PR #422, opened 2019-04-04
[#363] Make `withTests` counts configurable

### LINKED ISSUE #363: Make `withTests` counts configurable
## Background
While studying `cardano-chain` as part of my getting-up-to-speed prep, I came across [this comment](https://github.com/input-output-hk/cardano-chain/blob/03cf7207c4961fec6ca22a074759b9cd4014fa06/test/Test/Cardano/Chain/Block/Validation/Spec.hs#L59-L61):
```
  -- TODO: we might want to make this configurable, so that we run a smaller
  -- number of tests when developing, and use a higher number when on CI (or in
  -- nightly builds?).
```
This reminded me of test sluggishness we had back on `cardano-sl`, which I always meant to get around to making configurable by situation (CI / local dev / nightly) but never did.

I wanted to make an issue so we track this and prioritize it appropriately. It likely isn't super-high priority, given that I don't think PR times, or local dev test run times are a bottleneck (but then again, I haven't been developing actively, so I don't know).

## Proposed Solution

(This is very much conditional on if we stick with Hedgehog, versus switching to Quickcheck. I am only going to provide a proposal for Hedgehog now, but the Quickcheck version should look similar)

In most of our test modules we use:
```
tests :: IO Bool
tests = checkParallel $$discover
```
to find a test `Group` and execute it. We then import them all into the top-level `test/test.hs` executable which [runs all of them via `runTests`](https://github.com/input-output-hk/cardano-chain/blob/03cf7207c4961fec6ca22a074759b9cd4014fa06/test/test.hs#L30-L51).

My suggestion is to write a new version of `discover` which will find things of type `Int -> Property` (where the `Int` is the test scalar) and package them into something of type `Int -> Group` (where the argument is threaded to all respective properties). Properties declared like `prop_<...> testScalar` would then use `withTests (3*testScalar` to scale their test counts.

Thus we would have something like:
```
tests :: Int -> IO Bool
tests scalar = checkParallel ($$discoverScaled scalar)
```
and, in the top-level executable:
```
main :: IO ()
main = do
  opts <- execParser optsParser
  let scenario = optsTestScenario opts
  testScalar <- getEnv "TEST_SCALAR"
  runTests $ map ($ testScalar)
    [ Test.Cardano.Chain.Block.Bi.tests
    ...
    ]
```
to thread the test scalar into the test groups.

### Benefit

Developers can run tests locally with a low `TEST_SCALAR`, perhaps 10, to get speedy test results, with probabilistically lower guarantees of correctness (but still "enough", ideally).

CI can run tests with `TEST_SCALAR=100` or so (approximating the current values of test counts). Since CI should be run fewer times than local dev, we get better assurance with a longer wait which happens infrequently.

Nightly tests can be run with `TEST_SCALAR=500` or more, to get high assurance. We get even better assurance, with longer wait, but even more infrequent.

This allows us scale the assurance of correctness we want.

mhuesch:
Closes #363.

Uses functionality from https://github.com/input-output-hk/cardano-prelude/pull/45 to thread `TestScenario` into `Property`s. This then allows us to adjust the number of test runs according to Development, CI, and QA scenarios.

~I create new versions of the two main test helpers, `eachOfTS` and `withTestsTS`, which take a `Data.Ratio` scalar by which to multiply the default number of tests for each respective test scenario. This allows us to run more tests on certain Properties than others, while still having them all scale linearly up and down depending on scenario. With this PR in, I record the different runtimes (times don't include build time):~

~30 sec for a full test-suite execution is quite nice, and could mean around 1min for a full rebuild & rerun of the testsuite for local development!~

^ approach was modified - see discussion below.

- [x] Wait for https://github.com/input-output-hk/cardano-prelude/pull/45 to be merged and bump the hash accordingly in `stack.yaml`


mhuesch:
We can also consider making things even faster by dropping the number of epochs we validate in 2 test modules:
```
diff --git a/test/Test/Cardano/Chain/Block/Validation.hs b/test/Test/Cardano/Chain/Block/Validation.hs
index aebe7b0..e66a477 100644
--- a/test/Test/Cardano/Chain/Block/Validation.hs
+++ b/test/Test/Cardano/Chain/Block/Validation.hs
@@ -80,7 +80,7 @@ tests scenario = do
     takeFiles :: [FilePath] -> [FilePath]
     takeFiles = case scenario of
       ContinuousIntegration -> identity
-      Development           -> take 15
+      Development           -> take 8
       QualityAssurance      -> identity
 
   -- Get a list of epoch files to perform validation on
diff --git a/test/Test/Cardano/Chain/Txp/Validation.hs b/test/Test/Cardano/Chain/Txp/Validation.hs
index 3cee876..d7531e8 100644
--- a/test/Test/Cardano/Chain/Txp/Validation.hs
+++ b/test/Test/Cardano/Chain/Txp/Validation.hs
@@ -62,7 +62,7 @@ tests scenario = do
     takeFiles :: [FilePath] -> [FilePath]
     takeFiles = case scenario of
       ContinuousIntegration -> take 10
-      Development           -> take 15
+      Development           -> take 8
       QualityAssurance      -> identity
 
   -- Get a list of epoch files to perform validation on
```

That would get us down to 21.33sec for `Development` testsuite execution.

test/Test/Cardano/Chain/Block/Bi.hs
```diff
@@ -117,9 +118,9 @@ goldenHeader =
     "test/golden/bi/block/Header"
 
 -- | Round-trip test the backwards compatible header encoding/decoding functions
-roundTripHeaderCompat :: Property
+roundTripHeaderCompat :: TSProperty
 roundTripHeaderCompat =
-  eachOf 10 (feedPMEpochSlots $ genWithEpochSlots genHeader) roundTripsHeaderCompat
+  eachOfTS (1%5) (feedPMEpochSlots $ genWithEpochSlots genHeader) roundTripsHeaderCompat
```
dnadales: Question: I don't get why do we use a rational here, and what is the meaning of `1/5`. 

I'm wondering whether it would make sense to have an integer number here instead, which determines how many tests to run (independently of the scenario), and the adjust the percentage in the scenarios. The rationale for this is the following: consider a property `p` for which we know that we require `1000` tests to achieve a high degree of confidence that it holds, then if we must use a rational number here we must know what is the number of tests that will be run in the QA scenario, and this requires some non-local information, which might change and invalidate a bunch of other properties that rely on it.

So using an integer here and a rational in the scenarios, where QA means "run 100%" of the specified test cases, give us the guarantee that in QA we will be running all the tests that the properties requires to achieve a good level of confidence in their correctness.

dnadales (commented):
Thanks, this is good stuff! I'm just a bit concerned about using a rational instead of an integer (I would invert things), but I don't know what the rest thinks ...

test/Test/Cardano/Chain/Block/Bi.hs
ruhatch: I think I agree with Damian here - what we want to specify is the number of tests we want in CI to be confident and any scaling should be from that.

ruhatch (approved):
Looks neat, but I agree with Damian about what to pass to `eachOfTS` and `withTestsTS`

Jimbo4350 (commented):
I also agree with Damian here: https://github.com/input-output-hk/cardano-ledger/pull/422/files#r272477819
Other than that everything looks good!

test/Test/Cardano/Chain/Block/Bi.hs
mhuesch: Yeah, thanks for pointing this out! I think your proposed solution is much more intuitive.

I started down the `Ratio` path simply because it was my first idea, but it requires more mental "coupling" because the test writer has to remember what the default values are and multiply accordingly. And so does the reader of the tests...

I'll revamp this to use Damian's suggestion.

mhuesch: I am now wondering though - what scenario should we consider the original test numbers to "represent", so that I can scale them appropriately?

Say that a test read `withTests 1000 $ <...>` prior to this PR. Would we leave it at `withTestsTS 1000`, thus considering 1000 to be a good enough assurance level for the QualityAssurance scenario? Or would might we consider the original number ContinuousIntegration, and thus write `withTestsTS 5000` (I am using the crude relation that QA is 5x CI)?

It seems to me like we could argue either case, and I'd like to pin it down before I go around changing all the numbers.

dnadales: > I am now wondering though - what scenario should we consider the original test numbers to "represent", so that I can scale them appropriately?

That's a very good question :thinking: Like you say we could argue either case.

Personally I'd go with interpreting the number of tests in `withTests` as `QA` tests. The reason for this is that when developing properties we (should) try to determine the *minimum* number of tests that provides us with *high* enough confidence that the property holds. So if for a given property this number is `N`, `5*N` seems like an overkill. But also, on the other hand, if `N` is the number that provides us with enough confidence on the validity of the property, it seems `1/5 * N` might be a bit too low. So I'm wondering what's the proportion we should use for properties between `QA` and `CI` :man_shrugging:

mhuesch: @dnadales:

>  So I'm wondering what's the proportion we should use for properties between QA and CI 🤷‍♂️

I'm also unsure about this. I think it's difficult to determine what "high enough" confidence means.

Given that we have been running CI using a fixed number of test, I wonder if we ought to continue using that number, call it `N`, for CI. Then we can run `2*N` for QA (I don't believe we don't currently run QA, so we can set up a nightly job). We can run `N/2` for Dev.

Since we don't have QA set up, I don't want to drop our test numbers by 1/2 in CI with no corresponding nightly coverage. If we set up QA and get that into the workflow later, we can revise the test counts.

Does that sound reasonable? /cc @ruhatch

dnadales: > Does that sound reasonable? /cc @ruhatch

It does to me :) Thanks @mhuesch

mhuesch: Great, I just incorporated the changes!

mhuesch:
I went with Damian's suggestion conceptual (discussion [here](https://github.com/input-output-hk/cardano-ledger/pull/422#discussion_r272477819)), and my suggested solution for test counts - to let the fixed numbers represent CI, and use ratios `1/2`, `1`, and `2` for Dev, CI, QA, respectively.

The changeset is simpler this way, as all the test numbers stay the same, but the types and helper functions change.

Here are the runtimes I observe:

TestScenario | Testsuite runtime
------------ | -------------
Development | 126s
ContinuousIntegration | 369s
QualityAssurance | 515s

***

bors r+

mhuesch:
@ruhatch giving bors a break? I thought this one might succeed, since sometimes the build is cached from a previous timed-out execution of the same exact revision.

Just noticed the branch has gotten out of date as well... will rebase that.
====================
Problem to work on:
Return each line in the records that holds the string "roundTripsHeaderCompat".

Exercise answer:
-  eachOf 10 (feedPMEpochSlots $ genWithEpochSlots genHeader) roundTripsHeaderCompat
+  eachOfTS (1%5) (feedPMEpochSlots $ genWithEpochSlots genHeader) roundTripsHeaderCompat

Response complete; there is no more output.